==== LISTED ENTRIES ====

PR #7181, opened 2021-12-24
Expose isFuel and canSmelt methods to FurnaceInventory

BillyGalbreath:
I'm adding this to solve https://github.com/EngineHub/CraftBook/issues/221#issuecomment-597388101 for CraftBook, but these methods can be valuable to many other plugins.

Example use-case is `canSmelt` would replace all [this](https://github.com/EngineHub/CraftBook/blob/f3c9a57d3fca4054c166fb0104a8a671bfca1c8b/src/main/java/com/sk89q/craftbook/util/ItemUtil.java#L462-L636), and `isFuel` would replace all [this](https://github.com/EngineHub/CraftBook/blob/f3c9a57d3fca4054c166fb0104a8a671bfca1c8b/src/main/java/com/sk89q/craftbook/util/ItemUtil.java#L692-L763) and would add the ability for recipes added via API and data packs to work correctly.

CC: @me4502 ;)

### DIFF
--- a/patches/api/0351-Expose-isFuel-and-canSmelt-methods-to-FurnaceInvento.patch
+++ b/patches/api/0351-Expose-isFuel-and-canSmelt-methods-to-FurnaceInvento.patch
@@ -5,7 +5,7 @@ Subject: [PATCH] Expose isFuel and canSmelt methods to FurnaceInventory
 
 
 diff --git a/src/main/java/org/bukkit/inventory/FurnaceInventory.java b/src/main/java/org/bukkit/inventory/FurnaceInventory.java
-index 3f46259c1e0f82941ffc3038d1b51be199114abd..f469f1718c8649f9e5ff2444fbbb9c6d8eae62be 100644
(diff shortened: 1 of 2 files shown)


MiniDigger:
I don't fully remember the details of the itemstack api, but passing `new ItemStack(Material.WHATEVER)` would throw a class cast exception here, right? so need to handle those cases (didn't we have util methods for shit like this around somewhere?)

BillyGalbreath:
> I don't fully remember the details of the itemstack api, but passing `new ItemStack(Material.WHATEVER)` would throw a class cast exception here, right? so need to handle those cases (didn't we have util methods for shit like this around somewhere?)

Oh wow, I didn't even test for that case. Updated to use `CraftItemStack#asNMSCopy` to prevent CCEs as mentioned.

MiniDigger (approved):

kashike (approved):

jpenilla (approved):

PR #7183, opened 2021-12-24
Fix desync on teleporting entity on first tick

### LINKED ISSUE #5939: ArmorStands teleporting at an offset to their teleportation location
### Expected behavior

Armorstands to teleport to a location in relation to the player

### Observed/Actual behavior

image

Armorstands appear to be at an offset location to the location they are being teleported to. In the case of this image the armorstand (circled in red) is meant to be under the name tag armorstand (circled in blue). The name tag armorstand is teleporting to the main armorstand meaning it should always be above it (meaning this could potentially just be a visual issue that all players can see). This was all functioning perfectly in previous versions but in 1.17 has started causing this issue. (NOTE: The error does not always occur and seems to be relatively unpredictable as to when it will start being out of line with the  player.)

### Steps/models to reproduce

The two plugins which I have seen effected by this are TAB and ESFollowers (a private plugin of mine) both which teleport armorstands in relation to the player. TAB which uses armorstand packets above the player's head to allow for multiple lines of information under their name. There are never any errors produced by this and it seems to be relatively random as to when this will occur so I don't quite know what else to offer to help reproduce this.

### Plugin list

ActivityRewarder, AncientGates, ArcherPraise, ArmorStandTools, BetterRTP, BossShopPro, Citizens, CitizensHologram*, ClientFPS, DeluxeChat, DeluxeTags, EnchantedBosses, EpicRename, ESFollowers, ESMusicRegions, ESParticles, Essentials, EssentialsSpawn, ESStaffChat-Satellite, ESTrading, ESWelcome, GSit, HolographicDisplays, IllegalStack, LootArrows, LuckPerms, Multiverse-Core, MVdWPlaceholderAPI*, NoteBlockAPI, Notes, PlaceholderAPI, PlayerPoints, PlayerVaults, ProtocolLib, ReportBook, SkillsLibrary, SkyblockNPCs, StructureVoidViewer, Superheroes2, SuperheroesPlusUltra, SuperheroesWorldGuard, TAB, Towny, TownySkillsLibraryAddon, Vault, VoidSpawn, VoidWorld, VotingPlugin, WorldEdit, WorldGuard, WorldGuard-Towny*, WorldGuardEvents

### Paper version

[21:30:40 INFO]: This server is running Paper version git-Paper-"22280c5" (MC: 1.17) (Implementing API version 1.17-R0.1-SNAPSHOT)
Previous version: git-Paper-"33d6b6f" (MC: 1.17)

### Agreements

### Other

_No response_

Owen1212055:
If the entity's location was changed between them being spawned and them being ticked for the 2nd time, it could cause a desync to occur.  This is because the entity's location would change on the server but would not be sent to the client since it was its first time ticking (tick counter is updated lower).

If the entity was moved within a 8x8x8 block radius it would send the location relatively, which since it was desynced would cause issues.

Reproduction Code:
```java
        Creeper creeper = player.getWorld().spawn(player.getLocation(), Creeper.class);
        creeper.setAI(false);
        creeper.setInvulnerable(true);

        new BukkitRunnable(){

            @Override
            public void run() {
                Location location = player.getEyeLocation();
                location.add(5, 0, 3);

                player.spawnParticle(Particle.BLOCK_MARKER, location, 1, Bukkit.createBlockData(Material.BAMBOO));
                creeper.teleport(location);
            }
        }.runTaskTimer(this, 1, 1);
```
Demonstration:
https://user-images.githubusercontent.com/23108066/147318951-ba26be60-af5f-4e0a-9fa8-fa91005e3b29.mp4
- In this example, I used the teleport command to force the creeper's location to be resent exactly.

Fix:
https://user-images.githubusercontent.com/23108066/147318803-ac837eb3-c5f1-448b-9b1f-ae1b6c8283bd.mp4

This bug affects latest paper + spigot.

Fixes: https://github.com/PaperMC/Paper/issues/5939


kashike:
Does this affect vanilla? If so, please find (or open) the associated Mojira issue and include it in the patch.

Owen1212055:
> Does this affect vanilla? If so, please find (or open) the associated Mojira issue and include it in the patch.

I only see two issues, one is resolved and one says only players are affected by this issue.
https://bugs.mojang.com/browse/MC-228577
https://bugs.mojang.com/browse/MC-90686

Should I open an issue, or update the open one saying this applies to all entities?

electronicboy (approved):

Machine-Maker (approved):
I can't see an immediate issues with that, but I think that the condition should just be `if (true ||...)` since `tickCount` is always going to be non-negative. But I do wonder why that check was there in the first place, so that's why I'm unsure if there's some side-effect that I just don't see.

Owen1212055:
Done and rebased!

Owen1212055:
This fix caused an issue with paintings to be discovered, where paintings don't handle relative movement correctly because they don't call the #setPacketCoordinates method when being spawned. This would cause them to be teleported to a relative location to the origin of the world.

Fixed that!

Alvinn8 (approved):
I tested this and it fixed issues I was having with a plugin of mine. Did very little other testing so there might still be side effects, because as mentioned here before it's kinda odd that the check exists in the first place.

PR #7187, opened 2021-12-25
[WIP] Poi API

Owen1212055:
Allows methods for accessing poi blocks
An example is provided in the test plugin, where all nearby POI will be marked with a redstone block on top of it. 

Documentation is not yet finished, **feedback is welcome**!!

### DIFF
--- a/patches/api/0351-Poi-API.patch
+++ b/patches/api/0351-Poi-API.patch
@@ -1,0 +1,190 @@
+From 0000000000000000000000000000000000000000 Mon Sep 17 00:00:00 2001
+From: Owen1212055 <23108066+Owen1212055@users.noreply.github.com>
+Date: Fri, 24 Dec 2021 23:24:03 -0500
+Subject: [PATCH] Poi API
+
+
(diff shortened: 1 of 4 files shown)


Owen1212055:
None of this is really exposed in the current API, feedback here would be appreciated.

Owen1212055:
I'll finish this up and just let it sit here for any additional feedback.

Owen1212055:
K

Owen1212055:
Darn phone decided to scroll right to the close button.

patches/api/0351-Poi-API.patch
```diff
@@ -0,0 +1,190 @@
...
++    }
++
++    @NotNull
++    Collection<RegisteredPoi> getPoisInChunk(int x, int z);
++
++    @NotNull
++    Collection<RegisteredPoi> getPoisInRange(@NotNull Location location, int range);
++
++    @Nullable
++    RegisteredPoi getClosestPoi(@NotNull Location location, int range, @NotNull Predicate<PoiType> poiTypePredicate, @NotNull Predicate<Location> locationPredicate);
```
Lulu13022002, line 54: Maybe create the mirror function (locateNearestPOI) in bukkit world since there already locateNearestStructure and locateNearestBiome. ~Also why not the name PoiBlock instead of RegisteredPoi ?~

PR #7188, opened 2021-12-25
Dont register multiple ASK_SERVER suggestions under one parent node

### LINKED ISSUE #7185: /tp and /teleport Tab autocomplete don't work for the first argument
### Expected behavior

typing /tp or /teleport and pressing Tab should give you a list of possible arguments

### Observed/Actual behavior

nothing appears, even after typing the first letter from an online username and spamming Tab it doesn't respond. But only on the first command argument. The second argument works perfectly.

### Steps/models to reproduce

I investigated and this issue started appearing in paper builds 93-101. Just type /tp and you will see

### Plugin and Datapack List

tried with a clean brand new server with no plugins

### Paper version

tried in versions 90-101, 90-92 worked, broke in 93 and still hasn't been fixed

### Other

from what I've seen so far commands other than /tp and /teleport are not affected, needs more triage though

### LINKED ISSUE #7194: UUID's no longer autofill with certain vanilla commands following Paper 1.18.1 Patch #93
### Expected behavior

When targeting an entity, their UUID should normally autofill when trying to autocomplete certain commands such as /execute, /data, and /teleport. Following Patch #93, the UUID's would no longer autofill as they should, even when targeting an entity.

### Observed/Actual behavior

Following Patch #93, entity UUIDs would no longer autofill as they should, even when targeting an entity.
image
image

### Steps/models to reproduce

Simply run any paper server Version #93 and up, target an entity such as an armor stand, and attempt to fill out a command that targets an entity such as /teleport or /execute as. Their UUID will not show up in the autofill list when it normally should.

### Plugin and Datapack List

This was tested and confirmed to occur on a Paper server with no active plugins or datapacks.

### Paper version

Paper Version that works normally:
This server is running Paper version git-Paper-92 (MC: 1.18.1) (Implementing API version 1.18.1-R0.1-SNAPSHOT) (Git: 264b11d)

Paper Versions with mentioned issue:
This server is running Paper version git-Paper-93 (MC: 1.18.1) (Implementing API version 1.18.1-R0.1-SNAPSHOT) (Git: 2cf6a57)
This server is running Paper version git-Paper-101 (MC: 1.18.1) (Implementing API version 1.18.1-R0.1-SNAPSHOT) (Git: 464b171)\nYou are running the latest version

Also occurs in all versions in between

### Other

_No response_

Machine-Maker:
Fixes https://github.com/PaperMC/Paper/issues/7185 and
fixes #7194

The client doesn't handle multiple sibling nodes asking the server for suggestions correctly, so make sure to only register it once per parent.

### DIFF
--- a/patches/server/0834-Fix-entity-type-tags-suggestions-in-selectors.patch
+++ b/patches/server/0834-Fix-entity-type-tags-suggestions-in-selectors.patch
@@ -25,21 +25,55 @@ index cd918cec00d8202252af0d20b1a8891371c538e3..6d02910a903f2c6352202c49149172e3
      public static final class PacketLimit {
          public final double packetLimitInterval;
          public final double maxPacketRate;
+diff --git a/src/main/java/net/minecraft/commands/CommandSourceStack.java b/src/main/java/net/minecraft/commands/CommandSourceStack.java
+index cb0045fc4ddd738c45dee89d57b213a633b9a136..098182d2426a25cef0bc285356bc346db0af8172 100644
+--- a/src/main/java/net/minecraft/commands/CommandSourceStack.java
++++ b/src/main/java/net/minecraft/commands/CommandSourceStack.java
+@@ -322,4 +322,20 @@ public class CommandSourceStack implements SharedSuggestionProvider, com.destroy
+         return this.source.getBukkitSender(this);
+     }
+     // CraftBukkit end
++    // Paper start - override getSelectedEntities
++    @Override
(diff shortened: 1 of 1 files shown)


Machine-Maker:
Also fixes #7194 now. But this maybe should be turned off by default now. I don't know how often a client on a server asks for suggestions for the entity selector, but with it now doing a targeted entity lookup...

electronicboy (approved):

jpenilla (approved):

====

__TASK TO COMPLETE__
Copying begins at the line that holds "public final double maxPacketRate;" and ends at the last line of the data above, with both included and each line kept exactly.

__ANSWER BELOW__
          public final double maxPacketRate;
+diff --git a/src/main/java/net/minecraft/commands/CommandSourceStack.java b/src/main/java/net/minecraft/commands/CommandSourceStack.java
+index cb0045fc4ddd738c45dee89d57b213a633b9a136..098182d2426a25cef0bc285356bc346db0af8172 100644
+--- a/src/main/java/net/minecraft/commands/CommandSourceStack.java
++++ b/src/main/java/net/minecraft/commands/CommandSourceStack.java
+@@ -322,4 +322,20 @@ public class CommandSourceStack implements SharedSuggestionProvider, com.destroy
+         return this.source.getBukkitSender(this);
+     }
+     // CraftBukkit end
++    // Paper start - override getSelectedEntities
++    @Override
(diff shortened: 1 of 1 files shown)


Machine-Maker:
Also fixes #7194 now. But this maybe should be turned off by default now. I don't know how often a client on a server asks for suggestions for the entity selector, but with it now doing a targeted entity lookup...

electronicboy (approved):

jpenilla (approved):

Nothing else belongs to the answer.